Since its establishment in 1990 as a single function debt management agency, Governments have given the NTMA a range of additional responsibilities. In my opening remarks this morning I have touched on three of these but there is also the National Development Finance Agency and the National Asset Management Agency which have their own accountable persons and are not the subject of this morning’s agenda.

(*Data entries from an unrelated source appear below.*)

PR #358, opened 2025-05-29
Annotate variables as static et al

evelikov:
This series annotates a handful of variables as static and removes the unnecessary default initializer. It also includes a couple of benign semi-related changes.

As result the binaries are ~3k smaller:

```
1314006  746968    1168 2062142  1f773e before/kmod
1312318  745456    1160 2058934  1f6ab6 after/kmod

 850358  485152      16 1335526  1460e6 before/libkmod.so
 848694  483640       8 1332342  145476 after/libkmod.so
```


lucasdemarchi:
Applied, thanks.

PR #359, opened 2025-05-29
Standardize compiler/C runtime requirements, use nsec granularity in depmod

evelikov:
This series writes the (unwritten) minimum requirements wrt compiler and C runtime. It also removes a few quirks to be true to what it's written.

As result:
 - uClibc mention was removed from README - EOL for 10+ years 
 - dietlibc workaround was removed - 3 releases last 12 years, site cert is expired, uses CVS
 - with the ^^ w/a removed, we can add nsec granularity in depmod

Note: support for uClibc(-ng), dietlibc and others is pretty much welcome. Since my time is limited (to manually check) a CI action to confirm them working would be appreciated.

### DIFF
--- a/tools/depmod.c
+++ b/tools/depmod.c
@@ -2768,7 +2768,8 @@ invalid_syntax:
 	return 0;
 }
 
-static int depfile_up_to_date_dir(DIR *d, time_t mtime, size_t baselen, char *path)
+static int depfile_up_to_date_dir(DIR *d, const struct timespec *ts, size_t baselen,
+				  char *path)
 {
 	struct dirent *de;
 	int err = 1, dfd = dirfd(d);
@@ -2816,7 +2817,7 @@ static int depfile_up_to_date_dir(DIR *d, time_t mtime, size_t baselen, char *pa
 			}
 			path[baselen + namelen] = '/';
 			path[baselen + namelen + 1] = '\0';
-			err = depfile_up_to_date_dir(subdir, mtime, baselen + namelen + 1,
+			err = depfile_up_to_date_dir(subdir, ts, baselen + namelen + 1,
 						     path);
 			closedir(subdir);
 		} else if (S_ISREG(st.st_mode)) {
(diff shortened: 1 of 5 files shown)


testsuite/test-depmod.c
```diff
@@ -16,7 +16,8 @@
 
 #define EXEC_DEPMOD(...)                     \
 	test_spawn_prog(TOOLS_DIR "/depmod", \
-			(const char *[]){ TOOLS_DIR "/depmod", ##__VA_ARGS__, NULL })
+			(const char *[]){    \
+				TOOLS_DIR "/depmod" __VA_OPT__(, ) __VA_ARGS__, NULL })
```
lucasdemarchi, line 20: > C23 introduces __VA_OPT__, which has been supported by GCC/Clang since
> 2018. Let's use that instead of the GNU extension.

but what's the motivation to use it?
1) we are not going to change to stop using gnu extensions
2) `##__VA_ARGS__` is supported everywhere that matters
3) the standard alternative makes it harder to parse

tools/depmod.c
```diff
@@ -2770,7 +2770,8 @@ static int depmod_load_system_map(struct depmod *depmod, const char *filename)
 	return 0;
 }
 
-static int depfile_up_to_date_dir(DIR *d, time_t mtime, size_t baselen, char *path)
+static int depfile_up_to_date_dir(DIR *d, const struct timespec *mtim, size_t baselen,
```
lucasdemarchi, line 2773: why is this variable called mtim rather than e.g. ts?

lucasdemarchi:
2771c5e testsuite: use C23 __VA_OPT__(,) - don't really like it
1a55b0e README: explicitly document compiler requirements - r-b me, removing first commit
a7c6dc4 README: update C runtime library section - r-b me
6a4c268 Remove dietlibc stat::st_mtim workaround - r-b me
019bf8f tools/depmod: use nsec granularity when checking timestamps - one nit

thanks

As a result of the progressive addition of these extra functions over the years the NTMA’s current governance structure comprises a number of boards and committees overseeing its work. The legislation to establish the Ireland Strategic Investment Fund and to put NewERA on a statutory footing, provides an opportune moment to streamline and update this unwieldy governance structure. The Government’s proposed legislative changes will – based on proposals put forward by the NTMA – establish a single, overarching NTMA Board to oversee all of the NTMA’s functions, other than NAMA which will continue to have its own separate governance structure. This Board, to be chaired by Willie Walsh, Chief Executive of International Airlines Group, will greatly assist in the delivery of the NTMA’s objectives in an integrated and coherent manner.
I thank the Committee members for your attention and my colleagues and I will be happy to address any questions you have.